# Pearly liquid soap



## All things lavender (Jul 6, 2013)

I made glycerin liquid soap for the first time about a week ago. After dilution it was crystal clear. Waited for it  to cool. Added lavender EO before bottling. Clouded right up. It's been sitting for a week....it's clear except for the top layer is pearly. Will it eventually clear completely?


----------



## FGOriold (Jul 6, 2013)

You should always add your fragrances or essential oils while the liquid soap is warm to hot so that it can better incorporate (your mixing oil with a water based product).  Not completely sure if adding the EO to cooled soap is the issue but I have used lavender EO in liquid soap and have not had any clouding or other issues (it does thicken it a bit though).  

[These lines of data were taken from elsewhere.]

PR #7711, opened 2022-01-31
feat: Support `workflow.parameters` in workflow meta-data. Fixes #3434

### LINKED ISSUE #3434: Cannot use `workflow.parameters` to set Workflow metadata?
## To reproduce

1. Write a Workflow template that attempts to set `metadata.labels` with some key/value pair, where the value is set from Workflow parameters (`job_id` being the workflow param in this example):

```
kind: Workflow
metadata:
  generateName: render-
  labels:
    jobId: "{{workflow.parameters.job_id}}"
```

2. Submit the workflow, passing in `job_id` as a workflow parameter.

3. Observe that the workflow fails to submit to Argo.

```
Kubeclient::HttpError (Workflow.argoproj.io "render-w85k4" is invalid: metadata.labels: Invalid value: "{{workflow.parameters.job_id}}": a valid label must be an empty string or consist of alphanumeric characters, '-', '_' or '.', and must start and end with an alphanumeric character (e.g. 'MyValue',  or 'my_value',  or '12345', regex used for validation is '(([A-Za-z0-9][-A-Za-z0-9_.]*)?[A-Za-z0-9])?')):

app/lib/argo/argo.rb:47:in `workflow_submit'
```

Maybe heat your soap back up and mix it well, then let it cool again to see if that does not clear things back up for you.


----------



## barnabyblack (Feb 19, 2014)

I recently started making a castile with olive, coconut and jojoba.  My first batch was great the second I used too little lye.  My first batch was clear paste as it should have been but when I added distilled water it got cloudy.  After a few days of diluting it started to clear up again but now I am getting a hardened layer over night.  I am not sure why this is happening as I followed instructions to the tee.  Any suggestions out there?


----------



## barnabyblack (Feb 19, 2014)

Sorry All Things Lavender I meant to reply as well as ask my question!!!  I've gotten cloudiness after adding EO and it goes away after a small duration.  If it does not you can try an emulsifyer like polysorbate 20.


----------



## Lindy (Feb 19, 2014)

barnabyblack said:


> I recently started making a castile with olive, coconut and jojoba. My first batch was great the second I used too little lye. My first batch was clear paste as it should have been but when I added distilled water it got cloudy. After a few days of diluting it started to clear up again but now I am getting a hardened layer over night. I am not sure why this is happening as I followed instructions to the tee. Any suggestions out there?



 Actually that is not a Castile, castile is only 100% olive oil as far as oils go.  Anything else is just soap no matter what Dr. Bronners says...

 Back to your regularly scheduled thread....


----------



## lady-of-4 (Feb 19, 2014)

Lindy said:


> Actually that is not a Castile, castile is only 100% olive oil as far as oils go.  Anything else is just soap no matter what Dr. Bronners says...
> 
> Back to your regularly scheduled thread....



*snort* You beat me to it Lindy.  lol.

Now, as far as the pearly...I noticed that as well with my first ever batch of glycerine method yesterday.  And i didn't add anything to it aside from spritzing the top with alcohol to get rid of bubbles.  So it may not be your oils after all hun.


----------



## Lindy (Feb 22, 2014)

Something of a purist... lady of 4....


----------



## lady-of-4 (Feb 22, 2014)

I am too. I cringe when I see people call oil blend soaps castile just because there's OO in it.


----------



## Lindy (Feb 23, 2014)

I am so annoyed with Dr Bronners for diminishing the meaning of castile...


----------